While continued innovation and incremental improvement will remain important, the time has come to invest in standardization, industrialization, and scalability.
Ukraine doesn't have the kind of industrial base Western countries do, with its Soviet-inherited industry eroding over the years and being pounded with Russian attacks. The scientific base has eroded from brain drain. However, foreign companies lack the awareness of what to make compared to Ukrainians.
“The trend is that both of us are trying to industrialize through the framework of joint ventures,” Puz said. “Or Western companies opening up offices in Ukraine.”
“There needs to be a model of cooperation. It's slowly getting there. There is a good trend that I'm observing but let's see how it goes.”
What kinds of technologies are overhyped?
There are a variety of products and tech that the veterans see as overhyped — from overly-expensive, over-engineered solutions, to the role of battlefield AI.
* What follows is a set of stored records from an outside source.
PR #4833, opened 2018-07-12
Added alert api endpoints

psiinon:
The 'alerts' view is a copy of the core one - plan is to deprecate the core ones somehow.
I think there will be a load more alert API endpoints that will be useful, such as ones for creating and changing alerts..

### DIFF
--- a/src/org/zaproxy/zap/extension/alert/AlertAPI.java
+++ b/src/org/zaproxy/zap/extension/alert/AlertAPI.java
@@ -1,0 +1,499 @@
+/*
+ * Zed Attack Proxy (ZAP) and its related class files.
+ * 
+ * ZAP is an HTTP/HTTPS proxy for assessing web application security.
+ * 
+ * Copyright 2018 The ZAP Development team
+ * 
+ * Licensed under the Apache License, Version 2.0 (the "License"); 
+ * you may not use this file except in compliance with the License. 
+ * You may obtain a copy of the License at 
+ * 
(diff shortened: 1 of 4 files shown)


src/org/zaproxy/zap/extension/alert/AlertAPI.java
```diff
@@ -0,0 +1,204 @@
...
+            ApiResponseList resultList = new ApiResponseList(name);
+            result = resultList;
+
+            // 0 (RISK_INFO) -> 3 (RISK_HIGH)
+            ApiResponseList[] list = new ApiResponseList[4];
+            for (int i = 0; i < list.length; i++) {
+                list[i] = new ApiResponseList(Alert.MSG_RISK[i]);
+            }
+
+            AlertTreeModel model = extension.getTreeModel();
```
thc202: It could reuse the same logic even more (like in core done with the `Processor`).

src/org/zaproxy/zap/extension/alert/ExtensionAlert.java
```diff
@@ -515,7 +515,7 @@ private void refreshAlert(Session session) throws DatabaseException {
                 }
             }
         }
-        siteTree.nodeStructureChanged((SiteNode) siteTree.getRoot());
+        siteTree.nodeStructureChanged(siteTree.getRoot());
```
thc202: The branch could be rebased to include these changes already done.

thc202:
Thanks!

PR #4836, opened 2018-07-13
Add option to prevent windows from grabbing focus from other apps

psiinon:


src/org/parosproxy/paros/view/View.java
```diff
@@ -218,6 +218,11 @@
      * Lazily initialised in {@link #getDefaultDeleteKeyStroke()}.
      */
     private KeyStroke defaultDeleteKeyStroke;
+    
+    /**
+     * If true the the UI can request focus from other applications, if false then it should not
```
thc202: Typo in then.

src/org/parosproxy/paros/view/View.java
```diff
@@ -1042,4 +1047,13 @@ public void displayMessage(Message message) {
             getResponsePanel().setMessage(httpMessage, true);
         }
     }
+
+
+    public boolean isCanGetFocus() {
```
thc202: It could have a since JavaDoc tag (and a little description, like the var has), same for following method.

psiinon:
Updated based on the comments received.

thc202:
Thank you!

PR #4868, opened 2018-07-23
Reduce code duplication in ExtensionKeyboard

thc202:
Extract a method to set the configured accelerator to a menu item.
Deprecate ZapMenuItem method with a typo (used in the refactored code).


kingthorin:
Use of the deprecated method `getIdenfifier` needs to be replaced to address build failures.

thc202:
Of course, done. Thank you!

PR #4887, opened 2018-07-30
Remove unused build targets and bundled file

thc202:
Remove targets dist-with-source and copy-source-to-build, they are not
used moreover the ZAP sources (and JavaDoc) are available from Maven
Central.
Remove unused bundled file xml/log4j.properties.

### DIFF
--- a/build/build.xml
+++ b/build/build.xml
@@ -131,8 +131,6 @@
 		<mkdir dir="${dist}" />
 		<!--copy file="lib.jar" tofile="${dist}/lib.jar"/-->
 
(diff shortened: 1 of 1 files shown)


kingthorin:
The xml reference was removed but not the file?

thc202:
Right, the file is still used in other location.

thc202:
It's also used in that one but not bundled (i.e. it's read from the file system).

kingthorin:
Ok, I took the commit comment "_Remove unused bundled file xml/log4j.properties._" to mean the file itself should be gone too....

Issue #2023, opened 2015-11-03
Allow to set client certificate (PKCS#12) through the ZAP API


hxd86:
Although some methods in javadoc such as setClientCertLocation(String clientCertLocation) and isUseClientCert() indicate ZAP is able to add/select client certificates with API, it is not possible to do it. 

This is related to discussion at https://groups.google.com/d/msg/zaproxy-users/7bh-zVzzGHw/FTcBUWksDgAJ

MJUi:
The command line doesn't allow specifying a client certificate either.

Related to this question : https://groups.google.com/forum/#!topic/zaproxy-users/WyBc0vbIjPc

adrianbarton:
Additionally, ZAP is not able to pick up/load certificates passed in at runtime e.g. using -Djavax.net.ssl.keystore.

victorbordo:
@thc202 Has anyone expressed interest in adding this functionality to the API recently?

sbrawner:
ME!

kingthorin:
@sbrawner Great we'll watch for your PR

sbrawner:
wait I meant I'd be interested in _having_ this functionality

kingthorin:
Awwwwww. Ok. Thanks for clarifying.

Though we are happy to accept contributions 👍 😁

Calbrilliant:
@kingthorin I've been looking into this and it seems like this functionality was purposefully disabled. Any idea why?

thc202:
@victorbordo not that I'm aware of.

@Calbrilliant which functionality specifically?

Calbrilliant:
The use of client certs. at least according my understanding of the following snippet in zaproxy/src/org/parosproxy/paros/extension/option/OptionsParamCertificate.java
```
        // always turn off client cert
        setUseClientCert(false);
        setClientCertLocation("");
```

thc202:
That's because the cert options are not persisted (e.g. pin/pass, active cert...), it does not mean the cert functionality is disabled.

thc202:
@Calbrilliant if you are interested in working on this issue we can help/guide with what/where needs to be one.

Calbrilliant:
From what i can see that snippet prevents it from parsing any of the commandline options I am parsing. I would like to work on this issue, so your guidance would definitely be appreciated.

thc202:
Which command line options? If you want to add support through the command line (`-config` arg?), yes, that needs to be adjusted.

[...]

PR #4892, opened 2018-08-01
Allow to set client certificate from CLI

spoki0:
Added support for setting the client certificate from CLI, as well as persisting it.
Related to #2023, but that was mainly regarding the API interface.

I'm not too worried about using String for password, as that is being logged from the -config param anyway.


psiinon:
Thanks for this PR :)
Can you add some details of how this should be used?
Its using the -config cmdline option which means its essentially undocumented and therefore people wont know it there or how to use it. We can mitigate that with a FAQ or updating the help, so having something to cut-n-paste into one of those would be very useful. It will also help us when testing your PR ;)

spoki0:
It requires all 3 of the following parameters to be set, and should then enable the chosen certificate.
-config certificate.use=1
-config certificate.clientCertLocation=/path/to/certificate.p12 
-config certificate.clientCertPassword=certificate-password

The following flag will persist the settings such that next startup automatically load the settings.
-config certificate.persist=1

The latter one is mentioned in logs when client certificate is enabled by CLI, and will give a warning that the certificate password is being stored in configuration. If the persist flag is not set, the values will be cleared, and this is the default option.

I'm afraid I haven't done extensive testing on error handling, and mainly focused on a .p12 file, as that is my use-case in our CI/CD pipelines.

src/org/parosproxy/paros/extension/option/OptionsParamCertificate.java
```diff
@@ -61,14 +70,80 @@ public OptionsParamCertificate() {
...
+
+                SSLContextManager contextManager = getSSLContextManager();
+                int ksIndex = contextManager.loadPKCS12Certificate(certPath, certPass);
+                contextManager.unlockKey(ksIndex, ksIndex, certPass);
+                contextManager.setDefaultKey(ksIndex, ksIndex);
+
+                setActiveCertificate();
+                setEnableCertificate(true);
+
+                logger.info("Client Certificate enabled from CLI");
```
kingthorin: Does the user always need to see this? Or would debug be more appropriate?

spoki0: It was meant to be informational on the same level as the other log outputs I see.

kingthorin: Fair enough, if anyone feels it's too "chatty" or whatever in the future it can always be changed.

spoki0:
Sadly, I couldn't really figure out how to change the GUI. That was my initial approach, to 'trigger' the GUI and set the client certificate that way. 

Any pointers on where and how I'd go about to check the boxes in the GUI?

kingthorin:
@spoki0 thanks for following up, sorry for the slow reply. I'll have to dig a bit, let me see what I can sort out.

thc202:
Yes, basically it just needs to do that (in `OptionsCertificatePanel.initParam`).

src/org/parosproxy/paros/extension/option/OptionsParamCertificate.java
```diff
@@ -46,12 +52,15 @@
     private static final String CERTIFICATE_BASE_KEY = "certificate";
 
     private static final String USE_CLIENT_CERT = CERTIFICATE_BASE_KEY + ".use";
+    private static final String PERSIST_CLIENT_CERT = CERTIFICATE_BASE_KEY + ".persist";
     private static final String CLIENT_CERT_LOCATION = CERTIFICATE_BASE_KEY + ".clientCertLocation";
+    private static final String CLIENT_CERT_PASSWORD = CERTIFICATE_BASE_KEY + ".clientCertPassword";
```
thc202: It might be better to be more explicit and indicate which cert is being configured (`clientPkcs12CertLocation`, `clientPkcs12CertPassword`?), for if/when we happen to allow to specify PKCS#11 cert as well.

psiinon:
@spoki0 are you going to be able to apply the changes suggested?

spoki0:
@psiinon Yes, sorry for the delay.
The certificate should now show up in the GUI if set from CLI. It's a bit crude logic wise. Essentially check if the keystore contain a value on initialize, which it only should if set from CLI, and force update the UI when opening the panel.

src/org/parosproxy/paros/extension/option/OptionsParamCertificate.java
spoki0: From my understanding, PKCS#11 is an interface rather than a certificate+key combination. The GUI also request a driver and pin, rather than the certificates directly.

spoki0:
@kingthorin @psiinon @thc202 
Am I by chance missing a step to re-submit the pull-request for review?

kingthorin:
Nope I’d simply missed this somehow. I’ll try to test it this week.

kingthorin:
@spoki0 thanks for the new commit!

spoki0:
@kingthorin You're welcome.
I was sure I had fixed it previously, so I'm a bit annoyed at myself by now.

kingthorin:
Been there, no worries.

kingthorin:
Tested this again today, seems to be working as expected.

spoki0:
I assume @thc202 needs to accept the review as well? (or disagree with my comment)
Also, how do I go about updating the documentation with the following configuration properties?

> It requires all of the following parameters to be set, and should then enable the chosen certificate.
> -config certificate.use=1
> -config certificate.clientCertLocation=/path/to/certificate.p12
> -config certificate.clientCertPassword=certificate-password
> 
> The following flag will persist the settings such that next startup automatically load the settings.
> -config certificate.persist=1

kingthorin:
Two people from the core team to to review/approve it for merge.

This is the core help content that should be updated (separate PR) with those details:
- https://github.com/zaproxy/zap-core-help/blob/master/src/help/zaphelp/contents/ui/dialogs/options/certificate.html

(Which becomes - https://github.com/zaproxy/zap-core-help/wiki/HelpUiDialogsOptionsCertificate at release.)

kingthorin:
@psiinon @thc202 if this is good to go I can tackle the core help PR to help streamline getting this finished...

src/org/parosproxy/paros/extension/option/OptionsParamCertificate.java
```diff
@@ -61,14 +70,80 @@ public OptionsParamCertificate() {
...
         setAllowUnsafeSslRenegotiationSystemProperty(allowUnsafeSslRenegotiation);
     }
 
+    /**
+     *  Saves the client cert settings if the flag is set explicitly.
+     *  Only works for the CLI currently.
+     */
+    private void saveClientCertSettings(){
+
+        if (getInteger(PERSIST_CLIENT_CERT, 0) > 0){
```
thc202: This should be a boolean.

src/org/parosproxy/paros/extension/option/OptionsParamCertificate.java
```diff
@@ -61,14 +70,80 @@ public OptionsParamCertificate() {
...
+        int enableClientCert = getInteger(USE_CLIENT_CERT, 0);
+        String certPath = getString(CLIENT_CERT_LOCATION, "");
+        String certPass = getString(CLIENT_CERT_PASSWORD, "");
+
+        if(enableClientCert!=0 && !certPath.isEmpty() && !certPass.isEmpty()) {
+            try {
+
+                SSLContextManager contextManager = getSSLContextManager();
+                int ksIndex = contextManager.loadPKCS12Certificate(certPath, certPass);
+                contextManager.unlockKey(ksIndex, ksIndex, certPass);
```
thc202: The actual cert used should be configurable as well.

src/org/parosproxy/paros/extension/option/OptionsParamCertificate.java
```diff
@@ -61,14 +70,80 @@ public OptionsParamCertificate() {
...
+                contextManager.setDefaultKey(ksIndex, ksIndex);
+
+                setActiveCertificate();
+                setEnableCertificate(true);
+
+                logger.info("Client Certificate enabled from CLI");
+                logger.info("Use -config certificate.persist=1 to save settings");
+
+            } catch (IOException ex) {
```
thc202: These could be merged and use a more informative message (e.g. "The client certificate was not enabled because of an error."), the type is already logged.

src/org/parosproxy/paros/extension/option/OptionsParamCertificate.java
```diff
@@ -61,14 +70,80 @@ public OptionsParamCertificate() {
...
+        }
+    }
+
+    /**
+     * Enables ClientCertificate from -config CLI parameters
+     * Requires location, password and a flag to use client certificate.
+     */
+    private void clientCertCheck(){
+
+        int enableClientCert = getInteger(USE_CLIENT_CERT, 0);
```
thc202: This can also be converted to a boolean, now that it will be in effective use.

src/org/parosproxy/paros/extension/option/OptionsParamCertificate.java
thc202: Yes, they are initialised differently but both provide certificates, IMO it's better if the keys are explicit (e.g. `certificate.pkcs12.path`, `certificate.pkcs12.password`, `certificate.pkcs12.index`, `certificate.pkcs11.driver`, `certificate.pkcs11.pin`, `certificate.pkcs11.index`...) than not. Also, it's easier for maintenance if they are under different elements.

kingthorin:
Rebased current and addressed feedback.

Arguments are now like:
```
-config certificate.use=true
-config certificate.pkcs12.path=/path/to/file.p12
-config certificate.pkcs12.password=WhateverThePasswordIs
-config certificate.persist=1
```

src/org/parosproxy/paros/extension/option/OptionsCertificatePanel.java
```diff
@@ -991,10 +999,21 @@ private OptionsCertificatePanel getContentPane() {
 	public void initParam(Object obj) {
 		OptionsParam options = (OptionsParam) obj;
 		OptionsParamCertificate certParam = options.getCertificateParam();
-		useClientCertificateCheckBox.setSelected(certParam.isUseClientCert());
```
thc202: This can be kept (and remove in the if/else), it's being done always.

src/org/parosproxy/paros/extension/option/OptionsCertificatePanel.java
```diff
@@ -991,10 +999,21 @@ private OptionsCertificatePanel getContentPane() {
 	public void initParam(Object obj) {
 		OptionsParam options = (OptionsParam) obj;
 		OptionsParamCertificate certParam = options.getCertificateParam();
-		useClientCertificateCheckBox.setSelected(certParam.isUseClientCert());
+		
+		// Should only run once after startup if client certificate is set from commandline
+		if(overrideEnableClientCertificate) {
+			certParam.setEnableCertificate(true);
```
thc202: We should not need to call this, the `OptionsParamCertificate` already enables the certificate.

src/org/parosproxy/paros/extension/option/OptionsParamCertificate.java
```diff
@@ -61,14 +72,75 @@ public OptionsParamCertificate() {
...
+                SSLContextManager contextManager = getSSLContextManager();
+                int ksIndex = contextManager.loadPKCS12Certificate(certPath, certPass);
+                contextManager.unlockKey(ksIndex, certIndex, certPass);
+                contextManager.setDefaultKey(ksIndex, certIndex);
+
+                setActiveCertificate();
+                setEnableCertificate(true);
+
+                logger.info("Client Certificate enabled from CLI");
+                logger.info("Use -config certificate.persist=1 to save settings");
```
thc202: This needs update, `true` instead of `1`. We could also omit the log if already persisting?

src/org/parosproxy/paros/extension/option/OptionsCertificatePanel.java
thc202: Sorry for overlooking this (and following comment) in the previous review.

thc202:
Commits can be squashed.

src/org/parosproxy/paros/extension/option/OptionsCertificatePanel.java
kingthorin: Not a problem at all

src/org/parosproxy/paros/extension/option/OptionsCertificatePanel.java
thc202: From talks in IRC, this does need to be called (for when persist is false).

psiinon:
Yeah, many thanks @spoki0 and @kingthorin !

thc202:
@spoki0 how would you like to be credited?

spoki0:
Nice, though I didn't have time to fix the code as according to the review feedback these past two days, I hope my contribution was still of some use. Also, thanks for the help and pointers in adding this feature.

@thc202 
Jonathan Ness
Or would I need to do a pull request and update it that way?

kingthorin:
We'll take care of it, and don't worry we know how life gets busy. Thanks for the contribution!

PR #4898, opened 2018-08-02
core changes required for authentication helper add on v1.1.0

KajanM:
- [x] required changes for guided configuration
- [x] required changes for authentication status scanning
- [x] required changes for automated configuration

Above changes are parallelly applied and manually tested in authenticationhelper add-on v2.
You can check them out at
- https://github.com/KajanM/zap-extensions/tree/authenticationhelper-addon-1.1.0
- https://github.com/KajanM/zap-extensions/tree/authenticationhelper-v2-with-updated-zap

Some changes are not used by the add-on, however, they are added assuming they may help other developers.

PR #4900, opened 2018-08-03
Validate index/state when setting custom tab panel

thc202:
Change StandardFieldsDialog to validate the tab index and dialogue state
when setting a custom tab panel.

---
Spotted while checking #4898.


psiinon:
Not merging yet pending LGTM checks...

PR #4922, opened 2018-08-14
Provide ZAP as a snap

### LINKED ISSUE #4603: Provide ZAP as snap
It would be nice if we could provide ZAP via snap package manager (https://snapcraft.io)

One benefit is, that we could provide different channels:
* weekly
* stable
....may be more

psiinon:
Fixes #4603 

Note that this doesnt specify any channels, just defines the 2.7.0 snap.
Its currently defined as grade: devel : https://docs.snapcraft.io/build-snaps/upload


psiinon:
Just remembered I meant to add a ZAP icon, will update this PR..

psiinon:
Just added the icon and changed it so that it applies to all architectures.

OK to publish the snap on https://snapcraft.io/store?

psiinon:
The snap was rejected with one error when I uploaded it :(
I've asked a question on the forum: https://forum.snapcraft.io/t/how-can-you-include-java-in-a-snap/6877

psiinon:
Changed this to not specify the architecture, as that was failing as we're including the JDK.
The snap I've generated using this has passed review and has been published: https://snapcraft.io/zaproxy
I also changed the directory to just 'snap' in case we want to use Lauchpad to create the snaps: "Launchpad can build snap packages using snapcraft, from any Git or Bazaar branch on Launchpad that has a snap/snapcraft.yaml, snapcraft.yaml, or .snapcraft.yaml file at its top level. "

snap/README.md
```diff
@@ -0,0 +1,39 @@
+This directory contains all of the files required to build a ZAP 2.7.0 https://snapcraft.io/ snap.
+
+Docker is used to build the snap as snapcraft is only supported on a limited number of linux distros.
+
+In order to build the snap run:
+
+`./build-snap.sh`
```
thc202: We could use `docker run -it -v "$PWD:$PWD" -w "$PWD" snapcore/snapcraft snapcraft` directly, which builds the snap in the local file system (in this case we should add the snap dirs and the snap file to `.gitignore`).

snap/snapcraft.yaml
```diff
@@ -0,0 +1,32 @@
...
+apps:
+  zaproxy:
+    command: desktop-launch $SNAP/wrapper
+
+parts:
+  zaproxy:
+    after: [desktop-glib-only]
+    source: https://github.com/zaproxy/zaproxy/releases/download/2.7.0/ZAP_2.7.0_Linux.tar.gz
+    plugin: dump
+    build: |
```
thc202: The `parts` could be simplified if we use the [jdk plugin](https://github.com/snapcore/snapcraft/blob/master/snapcraft/plugins/jdk.py), e.g.:
```yaml
parts:
  java:
    plugin: jdk
    source: .
    build-packages:
      - ca-certificates-java
  zaproxy:
    after: [desktop-glib-only]
    plugin: dump
    source: https://github.com/zaproxy/zaproxy/releases/download/2.7.0/ZAP_2.7.0_Linux.tar.gz
```
we wouldn't need to specify additional packages and the `wrapper` would no longer be needed (the env variables are already set).

psiinon:
Updated based on feedback.
I was hoping that build-snap.sh could call the docker image with build-snap-in-docker.sh but I couldnt get that to work :/ Suggestions for fixing that appreciated :)

thc202:
Thank you!

Issue #4933, opened 2018-08-16
New/Updated Global Excludes


kingthorin:
I accidentally left Firefox running overnight, with ZAP set as proxy, it was left with a single tab open and benign content:
![image](https://user-images.githubusercontent.com/7570458/44214936-3cced680-a13f-11e8-98ec-918d27aae009.png)

Earlier yesterday I'd added two new Global Excludes:
* `^https?://.*\.cdn\.mozilla\.(org|net|com)/.*$` - `Site - Mozilla CDN (requests such as getpocket)`
* `^https?://.*\.telemetry\.mozilla\.(org|net|com)/.*$` - `Site - Mozilla Firefox browser telemetry`

Could use updating:
* `^https?://(safebrowsing-cache|sb-ssl|sb|safebrowsing\.clients)\.google\.com/.*$` - `Site - Google malware detector updates`
  * I'd suggest `^https?://(?:safebrowsing-cache|sb-ssl|sb|safebrowsing).*\.(?:google|googleapis)\.com/.*$`

From the screenshot above, it seems that the following could be added:
* *.services.mozilla.com
* *.adblockplus.org
* *.gvt1.com (this seems to be Google related)

Should the Regex for global excludes be using non-capturing groups? [`(?:)`] (Is there efficiency to be gained there?) 
Also many of the patterns use `|` so perhaps re2j should be leveraged here too?

thc202:
Worth doing some tests, but in this case it's not a big problem I guess (compared to responses, the URLs are not that big).

kingthorin:
Good point. Shall we go ahead and close this one then?

On a separate but related note are we ready to stop calling this functionality Beta?

thc202:
I'm good with that.

Yes, it's about time! :)

PR #4936, opened 2018-08-16
Global Excludes Additions and Updates

kingthorin:
Per zaproxy/zaproxy#4933

- Added a few new entries.
- Updated the google safebrowsing entry.
- Made groups non-capturing.
- Changed the ordering in the tld groups for some Mozilla patterns (making the first entry `com` as it seems to be more relevant based on my recent Firefox experiences)


thc202:
Thanks!

Issue #3522, opened 2017-05-11
Enhancement: Allow Search to be Case Sensitive


davewichers:
I'd like all the search options to support case sensitive search. Insensitive by default is fine. This includes the search tab at the bottom, and search within a specific request/response or anywhere else search is supported.

On a related note, do we support regex based search? If not, that would be good too, but harder and probably deserves a separate ticket if we decide its worth it.

thc202:
Search tab supports regular expressions, the "Find" dialogues usually don't.

thc202:
(And some of the "Find" dialogues allow to specify if the match is case sensitive or not.)

davewichers:
OK. Sounds like we are really close. Can we just then make sure that ALL the search functions allow the user to specify Case Sensitive search? Ideally, they'd all just use the same dialog where possible so they'd be the same by definition.

thc202:
Sure. Right, we should normalise that.

PR #4938, opened 2018-08-17
Show message in Find dialogue if string not found

### LINKED ISSUE #4935: Minor 'find' enhancement - when searching in request/response
When find doesn't find anything in a request or response, it doesn't say anything. The only thing I notice it does is scroll back to the top of the request or response (whatever you are searching in). And sometimes that's not obvious.

Can you enhance the behavior of find within text fields like this so that if it doesn't find anything, it explicitly indicates that.

thc202:
Change FindDialog to show a message (in the dialogue) if the string was
not found, also, remove hardcoded sizes to allow to resize the dialogue
at will and log the exception (instead of printing).

Fix #4935.


davewichers:
Excellent! And thanks for being so fast! I Previously asked for case sensitive search (#3522). Any chance you could knock that out too? At least for the Find dialog, since you were just in that code?

PR #4943, opened 2018-08-21
Global Excludes No Longer Beta

kingthorin:
Per zaproxy/zaproxy#4933


thc202:
Some help pages need to be updated.

kingthorin:
Yup core help update coming too.

thc202:
Thanks!

PR #4962, opened 2018-08-30
Persist History tab filter

### LINKED ISSUE #6141: Search Filter configuration is not loaded from persisted session if ZAP was exited.
**Describe the bug**
If user configured Search tab Filter and the persisted the session, the Filter configuration can be reloaded correctly only if ZAP wasn't closed. If user closes and restarts the ZAP, then opens the persisted session, the Filter configuration will be empty. As loading configuration works while not exiting, this is not a feature request, this is bug.

**To Reproduce**
1. Start ZAP
2. Navigate any site with .css .js resources.
3. Use the following regexes in the exclusion filter of the History tab.
.*\.js
.*\.js\?.*
.*\.mp3
.*\.css.*
.*\.woff.*
.*\.ttf.*
.*\.eot.*
.*\.otf.*
.*\.svg.*
.*\.map.*
.*\.mp4.*
4. Persist the session
5. Exit the ZAP
6. Restart the ZAP
7. Open the persisted session
8. Filter will be OFF.

**Expected behavior**
As filter can be saved to persisted session file and loaded, it should also load after restarting the ZAP too.

**Screenshots**
%pn-2020-08-25-13-11-34

**Software versions**
- ZAP 2.9.0 w2020-08-17
- OS: Windows 10 x64 2004
- Java: Oracle JRE 1.8.0_251 both x32 x64

I'm not sure if this error is connected to filter loading.
[log.txt](https://github.com/zaproxy/zaproxy/files/5123062/log.txt)

**Additional context**
Reproduces since long ago.
Doesn't occur if ZAP wasn't quit and restarted.

Yes

denniskniep:
This PR adds the possibility to store and load the Filter in the HistoryTab. 

There is a special Filter "_Set_Date_To_Now", which adds the current time to the current filter. This is good for temp. excluding all existing requests in the HistoryTab.

image

filterload

Fix #6141.


kingthorin:
I got to test this today, overall it seems good to me. Two quick bits of feedback:
1. It seems like the filter dialog could use a call to `pack` (ex: when you click the funnel the first time, the two "Alert" fields come up with scroll bars).
1. If a Filter is "saved" (named) when the dialog is closed ("Apply" clicked) should the dropdown in the history tab be set to that new filter name? [Seems logical to me, I'm not sure how much of a pain in the rear it might be to do so programmatically.]

kingthorin:
@denniskniep any thoughts on those two items?

denniskniep:
> 2. If a Filter is "saved" (named) when the dialog is closed ("Apply" clicked) should the dropdown in the history tab be set to that new filter name? [Seems logical to me, I'm not sure how much of a pain in the rear it might be to do so programmatically.]

Problem with that is that the Filter "_Set_Date_To_Now" adds only the current date to the filter and leave the other fields as they are. 
Furthermore you could modify any filter in the dialog which you applied. Then it is no more euqal to the named filter from the combobox. 

Sorry for the late reply

denniskniep:
@thc202 @kingthorin @psiinon 
Would this PR be merged if it is changed to the correct structure (Is it worth to migrate)?

psiinon:
I'm happy to see it merged :)

thc202:
Changed to target `main`.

While machine learning is helping make drones more precise at navigating or locking onto targets, full-spectrum autonomy is a long way off, they said.

“Total BS: replacing the human factor in UAV operations. Even until now we cannot hand over the control to the AI,” Yatsyniak said. “We have manual real people, operators who make final decisions. So any advertisement by manufacturers that their drones are flying fully autonomously is a lie.”
Puz said that drone swarms are a way off as well, not just technologically, but in their purpose and application as well. “I still have yet to see any proper concept of operation for those.”
While drone swarms would be useful for a paramilitary group conducting terrorist attacks against civilian infrastructure, they are less useful for an organized military fighting another military force, he believes.
“We don't have this kind of problem to solve,” he told Euromaidan Press. “But I would love to be wrong about that.”